"Critics are like eunuchs in a harem; they know how it's done, they've seen it done every day, but they're unable to do it themselves." - Brendan Behan
Monday, December 6, 2010
Muses in my midst VIII
(Alice Faye in "The Gang's All Here.")
For the worrying multitudes, relax. Frank Lloyd Wright and Michelangelo have finally gotten their act together, and the pantheon is ready to re-open for Christmas. I've had to do some serious soul-searching as to who is to host the opening-night Yuletide cotillion. Merman always cracks the crystals in the chandelier. Dietrich makes the queens hyper-ventilate. And Betty Grable keeps chewing gum. The answer is obvious: the eternally likable Alice Faye. Climbing the ladder from Jean Harlow wannabe to America's own shopgirl thrush, she was the reigning star of the 20th Century Fox musical from 1938 until her retirement from films in 1945. She could wisecrack with Mae Westian aplomb, wring glorious tears out of her made-for-Technicolor eyes, and even steal candy from America's most illustrious youngster, filching a scene from Shirley Temple while singing "You Gotta Eat Your Spinach, Baby." Faye made suffering at the hands of such scoundrels as Don Ameche and Tyrone Power as moving an art form as any geisha performing in a tea house.
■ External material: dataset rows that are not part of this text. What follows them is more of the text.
Issue #403, opened 2022-12-05
Improvements to camera, controller, and display


almarklein:
I was working on a text example with `show` and ran into several annoyances related to cameras. I figured I'd list these, along with existing related issues, and then do a proper camera/controller refactoring soon.

* When providing a camera to `Display`, it should use not update the view, because I already carefully set the initial view.
* The zoom for an `OrbitController` on a `OrthographicCamera` is broken, it should set the bounds when `Controller.zoom_changes_distance` is set.
* Make `PanzoomController` work with a perspective camera. 
* Use `@property`'s.
* #388. A start was made in [#356](https://github.com/pygfx/pygfx/pull/356), but it seems a bit stuck on some of the above issues.
* #113
* #231
* #300 (but also allow user to determine when to draw)
* Automatically update the camera ~(but also allow users to determine when it happens)~.

 Also a proposal: a controller is in most cases already directly associated with a specific camera because of `add_default_event_handlers`. My proposal is to make the wrapping explicit, and drop the need to call `update_camera` on each draw. I think this will simplify both internal and user code. Needs some though on the edge cases for controlling multiple camera's, but we'll figure that out.

----

Most work was done in #457. Here are the leftovers:

* [x] Trackball controller.
* [x] Fly controller.
* [x] #365
* [x] Make key-mouse-bindings configurable.
* [x] Better default bindings? (e.g. panning is not consistent).

Korijn:
As long as all the coupling happens one way, I'm OK with your proposed changes.

So that means, Camera should _not_ need to change to accomodate Controller requirements, but the other way around is fine.

Another way to put it: Controllers depend on the Camera API, but Cameras do not depend on the Controller API.

That's a crucial invariant to me for the architecture.

almarklein:
> Another way to put it: Controllers depend on the Camera API, but Cameras do not depend on the Controller API.

Completely agree; a camera knows nothing about a controller.

Korijn:
Some minor notes:

> * [Controller does not request draw on load_state #300](https://github.com/pygfx/pygfx/issues/300)

I'm fairly certain there will be users who will want to use controllers in their applications, _and_ maintain full control when a draw is requested. Of course it's the polar opposite of users who just want to throw a controller into a script and not worry about the details. But I think both use cases should be supported. Otherwise the first user group will end up having to reimplement controllers just so they can keep control over draw requests.

[...]

PR #457, opened 2023-02-15
Cameras and controller overhaul

### LINKED ISSUE #231: Update projection matrix in camera.show_object
In #229 a utility was added to snap a camera to a new position and orientation in order to guarantee a part of the scene graph is visible.

Improvements that can still be made:

- [ ] add option to reconfigure optimal projection matrix as well: fov, near and far planes (useful for gfx.show)

### LINKED ISSUE #300: Controller does not request draw on load_state
I overlooked that it would have been nice to add a request_draw call to Controller.load_state in #297

### LINKED ISSUE #388: Ability to scale camera-axii individually
It would be useful to have a way to automatically scale the camera to fill a world object on the canvas, for example if we plot a sine wave with small amplitudes it barely shows up unless the camera is scaled appropriately. Doing this automatically would be useful for dynamic scientific plots! I think I can add this functionality to `camera.show_object()` and `controller.show_object()`, but I couldn't figure out how to map from canvas coordinates to world coordinates w.r.t. the camera.

```python3
import numpy as np
import pygfx as gfx


canvas = WgpuCanvas()

scene = gfx.Scene()
xs = np.linspace(0, 30, 100)
ys = np.sin(xs) / 10
zs = np.ones(100)

positions = np.dstack([xs, ys, zs])[0].astype(np.float32)

line = gfx.Line(
    gfx.LineMaterial(thickness=2.0, color=(1, 1, 1, 1)),
)
scene.add(line)

controller = gfx.PanZoomController()
controller.add_default_event_handlers(renderer, camera)

controller.show_object(camera, line)

def animate():
    controller.update_camera(camera)


if __name__ == "__main__":
    canvas.request_draw(animate)
    run()
```

image

if you set `camear.scale.y = 0.1`:

image

almarklein:
Addresses #403

## Tasks

Contributions outside of cameras and controllers:

* [x] Introduced `WorldObject._look_at` which has a flag to indicate whether it is a light or camera.
* [x] Fixed what's forward for cameras, but **not** for lights. 
* [x] Fixed a bug in the calculation of the bounding box for grid (texture) geometry.
* [x] The `show()` func considers a given camera as already having a good initial view. Plus a few small tweaks in `show()`.

To do:

* [x] Gave camera's and controllers proper properties.
* [x] Make combination of controller and camera Just Work.
* [x] Make controllers stateless; they simply work with the state of the camera.
* [x] Controllers can control multiple cameras at the same time.
* [x] Proper support for plotting (no fixed aspect). Closes #388.
* [x] Closes #231, because we auto-set clip planes based on extent.
* [x] Also closes #300, but only because controller no longer has state :)
* [x] Make it possible to provide near and far (overloading the auto-selection).
* [x] Maybe pass `renderer` into controller's init?

Wrapping up:

* [x] Make sure the cameras are documented in the ref docs.
* [x] Write a piece in the guide on how to use the cameras.
* [x] Add validation example for camera `show` methods.
* [x] Update all examples.
* [x] Wait for #484

After this:

* Camera smoothing.
* More controllers.
* Make key-mouse-bindings configurable.
* Better default bindings? (e.g. panning is not consistent).

### Notion of extent

As I made the controllers work with both the ortho and perpective cameras, I introduced a notion of scale or scene size, which I called "extend". For the ortho camera this is simply the mean of `width` and `height`. For the perspective camera, I needed to introduce a new `extent` prop. It is set by `look_at`, `show_object` and the new `show_rect`. 

The extent is an indication of the size of the scene being viewed. It can be used to determine the distance to the scene (taking fov into account), and thus can be used by the orbit camera to know around what point to rotate. Further, it is used to automatically determine the near and far clipping plane to sensible values.

### Camera class hierarchy

Interestingly, the `extent` / `aspect` pair, and the `width` / `height` pair, are two ways to set the same thing! With that insight, the two cameras are kindof the same thing: an orthographic camera is simply a perspective camera with a fov of zero. 

So I made the `PerspectiveCamera` more generic by allowing `fov=0`, and the `OrthographicController` a thin wrapper that limits the fov to zero. With a perspective camera and an orbit controller, you can change fov by scrolling while holding alt/option. You can then lower it all the way to zero, smoothly transitioning from a perspective camera to an orthographic one 😄 

(At some point I introduced a `GenericCamera` from which both cameras inherited, but when I started to write the guide, that felt overly complex.)

### Controller class hierarchy

The orbit controller has the same method as the panzoom camera, and some more. And they work the same way. So I made the OrbitController inherit from the PanZoomController.

### Camera updates

This PR covers everything in #403, except that changes are applied to the camera automatically (and directly). That's a consequence of the fact that the controllers do not have state by themselves.


pygfx/controllers/_base.py
```diff
@@ -1,6 +1,7 @@
 from typing import Tuple, Union
 
-from ..linalg import Vector3
+import pylinalg.func as la
```
Korijn, line 3: You don't need the `.func` part :)

almarklein: Haha, thanks.

Related, are we going for `as la` or `as pla`? I started with the former, but the pylinalg tests use the latter.

Korijn: I guess `la` is preferable, just like it's `np` and not `npy`.

Korijn:
Is it a lot of work to also implement fly camera controls?

* W/S move forward/backward
* A/D strafe sideways
* Mouse movement controls viewing direction
* Optional:
  * Holding right mouse button and moving the mouse rolls camera about the viewing axis

It's much more convenient to navigate scenes like sponza with this kind of control scheme.

kushalkolar:
This is looking amazing!

What do you think about allowing the Controller to be "enabled" or "disabled". For the PanZoomController it seems like this might be possible by creating a property `enabled` which is checked in `handle_event()`, and then calling,  `pan_stop()`, `zoom_stop()` and `quickzoom_stop()`?

almarklein:
> What do you think about allowing the Controller to be "enabled" or "disabled"

I think that's a great idea (was planning for adding this already 😄 )

pygfx/controllers/_base.py
```diff
@@ -1,75 +1,115 @@
...
+    # Get vectors
+    screen_dist = 100
+    pos1 = la.vector_apply_matrix(
+        la.vector_apply_matrix((screen_dist, 0, center[2]), camera_projection_inverse),
+        camera_world,
+    )
+    pos2 = la.vector_apply_matrix(
+        la.vector_apply_matrix((0, screen_dist, center[2]), camera_projection_inverse),
+        camera_world,
+    )
```
Korijn, line 112: is `la.vector_unproject` not useful here?

pygfx/objects/_base.py
```diff
@@ -457,9 +471,23 @@ def update_matrix_world(
...
+        if isinstance(target, (tuple, list, np.ndarray)) and len(target) == 3:
+            target = Vector3(*target)
+        # Lower level look_at
         self.update_matrix_world(update_parents=True, update_children=False)
         self._v.set_from_matrix_position(self._matrix_world)
-        self._m.look_at(self._v, target, self.up)
+        if is_light_or_cam:
+            self._m.look_at(self._v, target, up)
+        else:
+            self._m.look_at(target, self._v, up)
```
almarklein, line 490: This should do the trick, right?

docs/guide.rst
```diff
@@ -196,31 +196,116 @@ the scene as desired::
...
+
+.. code-block:: python
+
+    controller = gfx.OrbitController(camera)
+    controller.add_default_event_handlers(renderer)
+
+
+There are currently two controllers: the :class:`~pygfx.controllers.PanZoomController`
+is for 2D content or in-plane visualization, and the :class:`~pygfx.controllers.OrbitController` is for 3D content.
+All controllers work with both perspective and orthographic cameras.
```
almarklein, line 306: This, and the fact that `show_object` etc show the exact same scene no matter the fov, is the main idea of this PR. Everything Just Works!

almarklein:
This is ready for review 🚀 

A few things remain:
* I want to add a validation example for show_object and show_rect, as these touch many of the fundamental mechanisms.
* I need to update almost *all* of the examples. Leaving that until the rest is settled.

Since we need to update most examples anyway ... a suggestion:
```py
# Instead of this
controller = gfx.OrbitController(camera)
controller.add_default_event_handlers(renderer)

# Allow this
controller = gfx.OrbitController(camera, renderer)
```

docs/guide.rst
```diff
@@ -196,31 +196,116 @@ the scene as desired::
...
 data associated with these positions (normals, texcoords, colors, etc.).
 Multiple world objects may share a geometry.
 
 
-Materials
----------
+**Materials**
 
-Each world object also has a material. This material object defines the
+All visible world objects have a material. This material object defines the
```
Korijn, line 222: I would remove "visible", invisible objects can have materials too right?

docs/guide.rst
```diff
@@ -196,31 +196,116 @@ the scene as desired::
...
+    camera = gfx.PerspectiveCamera(50, 4/3)
+
+The first argument is the fov (field of view) in degrees. This is a value between 0 and 179,
+with typical values < 100.
+
+The second argument is the aspect ratio. A window on screen is usually a rectangle
+with 4/3 or 16/9 aspect. The aspect can be set so the contents better fit the window.
+
+When the fov is zero, the camera operates in orthographic mode, where there is
+no perspective. In this case it'd be good to also specify a 3d argument: the extent
```
Korijn, line 250:
```suggestion
no perspective. In this case it'd be good to also specify a 3rd argument: the extent
```

docs/guide.rst
```diff
@@ -196,31 +196,116 @@ the scene as desired::
...
+specifies the size of the thing being viewed. So if your scene is about 400 units in size:
+
+.. code-block:: python
+
+    camera = gfx.PerspectiveCamera(0, 1, 400)
```
Korijn, line 255: I don't understand. 400 is the size? In what dimension? Depth? Width? Diagonal?

docs/guide.rst
```diff
@@ -196,31 +196,116 @@ the scene as desired::
...
+
+
+**Orthographic camera**
+
+The second camera of interest is the :class:`~pygfx.cameras.OrthographicCamera`. It's similar
+to the perspective camera, except it's fov is always zero. It can be instantiated like this:
```
Korijn, line 261:
```suggestion
to the perspective camera, except its fov is always zero. It can be instantiated like this:
```

docs/guide.rst
```diff
@@ -196,31 +196,116 @@ the scene as desired::
...
+do not represent a physical dimension, e.g. for plotting data. The contents
+of the view are then stretched to fill the window.
+
+
+**Orienting cameras**
+
+Camera's can be oriented manually by setting their position, and then set their rotation
+to have them look in the correct direction. This last bit can be tricky, unless you use
+the :func:`.look_at()<pygfx.cameras.PerspectiveCamera.look_at>` method. This also sets
+the extend (based on what's visible at the target location), so you can now attach
```
Korijn, line 282:
```
the extent (based on what's visible at the target location), so you can now attach
```

I'm still not sure what "extent" means. Is it the near and far plane? Why does `look_at` handle that? The name implies it only affects orientation.

docs/guide.rst
```diff
@@ -196,31 +196,116 @@ the scene as desired::
...
+a controller and interact!
+
+Even easier is using :func:`.show_object()<pygfx.cameras.PerspectiveCamera.show_object>`.
+With this method you specify an object (e.g. the scene) and optionally a direction,
```
Korijn, line 286: It would make more sense for this method to adjust the near and far plane (assuming that's what "extent" means)

docs/guide.rst
```diff
@@ -196,31 +196,116 @@ the scene as desired::
...
+
+    camera = gfx.PerspectiveCamera(50, 4/3)
+
+The first argument is the fov (field of view) in degrees. This is a value between 0 and 179,
+with typical values < 100.
+
+The second argument is the aspect ratio. A window on screen is usually a rectangle
+with 4/3 or 16/9 aspect. The aspect can be set so the contents better fit the window.
+
+When the fov is zero, the camera operates in orthographic mode, where there is
```
Korijn, line 249: What is the idea behind supporting zero fov on a perspective camera to effectively change it to an orthographic camera? Is it more convenient than swapping out camera instances?

docs/guide.rst
almarklein: I meant visible as in having an apperance, so excluding lights, cameras, groups, etc. I think I'll change it to say "Most".

docs/guide.rst
almarklein: I tried to explain the reasoning in the top post. I should've mentioned that I added explanations there, sorry!

docs/guide.rst
almarklein: Width and height, depending on the aspect.

docs/guide.rst
almarklein: This extent thing clearly needs a better explanation 😄 

It's basically the equivalent of `width` and `height` (it's the mean of these). So it's a measure for the size of the scene that the camera is to cover.

Based on this value, and the fov, the controller knows how far away from the scene the camera is, and thus e.g. around what point it should rotate. 

Since it's a measure for the size of the scene, it's a nice basis for calculating the near and far clip planes. But it *does not* directly represent the clip planes in any way.

Back to `look_at`, it works exactly as usual, except it assumes that you made the camera look at the center of the scene, so now it knows the distance between camera and scene, and from that it can calculate the extent, so that controllers can just pick up the camera and work with it (and clip planes can be calculated that likely make sense for the current scene).

Korijn:
> ```python
> controller = gfx.OrbitController(camera, renderer)
> ```

I think it's okay and convenient, but it may also give the impression that the controller will keep a reference (which I think it shouldn't). I would say the current `add_default_event_handlers` method should also remain available.

---

I think the guide should also briefly explain how the near and far plane settings work, would you agree?

docs/guide.rst
Korijn: Ok, I get it now. That's pretty cool!

docs/guide.rst
Korijn: Can you give an example? How would I determine a proper value for extent, as a user?

docs/guide.rst
Korijn: I understand, I just worry that our readers may take it literally :)

docs/guide.rst
Korijn: I think users will want to use `look_at` in all kinds of scenarios to update the orientation of a camera, not just to center it on the scene, and will most commonly want to manage the extent themselves. Is this new behavior optional?

almarklein:
I think I might be able to factor `extent` out of the api, which might make it easier to digest.

docs/guide.rst
almarklein: Good point, I'll see if I can work this out.

almarklein:
> I think the guide should also briefly explain how the near and far plane settings work, would you agree?

Yes.

> [...] it may also give the impression that the controller will keep a referenc

Maybe something like:
```py
controller = gfx.OrbitController(camera, register_events=renderer_or_viewport)
```

docs/guide.rst
```diff
@@ -219,9 +219,16 @@ Multiple world objects may share a geometry.
...
-All visible world objects have a material. This material object defines the
-appearance of the object. Examples can be its color, how it behaves under lighting,
-what render-mode is applied, etc. Multiple world objects may share a material.
+All world objects that have an appearance, have a material that defines
+that apperance. (Objects that do not have an apperance are for example
+groups or cameras.) For each type of object there are typically a few
+different material classes, e.g. for meshes you have a
+``MeshBasicMaterial`` that is not affected by lights, a
+``MeshPhongMaterial`` that applies the Phong light model, and the
+``MeshStandardMaterial`` that implements the most realistic light model.
```
Korijn, line 228:
```suggestion
``MeshStandardMaterial`` that implements a physically-based light model.
```

almarklein:
Ok, so I managed to hide the extent stuff. Still works but is much simpler to explain.

> Can you give an example? How would I determine a proper value for extent, as a user?

So now you can just specify either the width or height in addition to the aspect. But the recommended approach is to use any of the `camera.show_xx` methods.

> I think users will want to use look_at in all kinds of scenarios to update the orientation of a camera, not just to center it on the scene, and will most commonly want to manage the extent themselves. Is this new behavior optional?

Good point. I left the `look_up` untouched, and introduced `show_pos` that's basically `look_at` but it also sets width and height. Now all methods that start with `show_` nicely prep the camera for use with a controller.

Remaining point is the registering of events. A proposal:
```
# Rename add_default_event_handlers -> register_events
controller = gfx.OrbitController(camera)
controller.register_events(renderer_or_viewport)

# And allow as a shortcut
controller = gfx.OrbitController(camera, register_events=renderer_or_viewport)
```

Korijn:
Proposal is :+1:

almarklein:
@Korijn I want to make sure that you approve the current state of the PR before I update the remaining examples (since that would make the PR harder to review, and I want to avoid duplicate work).

Korijn:
I think you did a great job here, after playing around with this and reviewing the code I have the following to say:

* OrbitController: traditionally mouse wheel zooming would be towards the center of orbit, not towards the mouse. Can you use a modifier for zooming to the mouse and make zooming towards the center of orbit the default? It's usually intentional the your camera is fixed on the center of orbit when you pick the orbit controller.
* I had to really look at the code to discover what features and modifiers are available; maybe add something to the guide/docs about what the controls are?

pygfx/cameras/_perspective.py
```diff
@@ -1,64 +1,467 @@
...
 
     def set_view_size(self, width, height):
         self._view_aspect = width / height
 
     def update_projection_matrix(self):
-        # Get the reference width / height
-        size = 2 * self.near * tan(pi / 180 * 0.5 * self.fov) / self.zoom
-        # Pre-apply the reference aspect ratio
-        width = size * self.aspect**0.5
-        height = size / self.aspect**0.5
```
almarklein, line 43: This logic was wrong. It's fixed below. This fix changes how the image is mapped to screen, depending on aspect and window size. This is why some validation examples need their screenshot updated.

almarklein:
All green 🚀

Korijn (approved):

Garland got "Over the Rainbow" and "Have Yourself a Merry Little Christmas," but Faye got the third musical plum of Hollywood Americana. No one who lived through World War II can help holding back the wave of nostalgia when she breaks into Harry Warren and Mack Gordon's "You'll Never Know" (from "Hello, Frisco, Hello"). If you want to sample the ultimate Alice Faye vehicle, we suggest Irving Berlin's "Alexander's Ragtime Band." She also accomplished something very rare for a movie star. She got out of the business in time to have a deliriously happy marriage with comedian and band leader Phil Harris, with whom she had a second career in radio. Faye elegantly ended her years promoting senior health for Pfizer. She was a doyenne of good health and good cheer with the poignancy of Garland- minus the pharmaceutical baggage.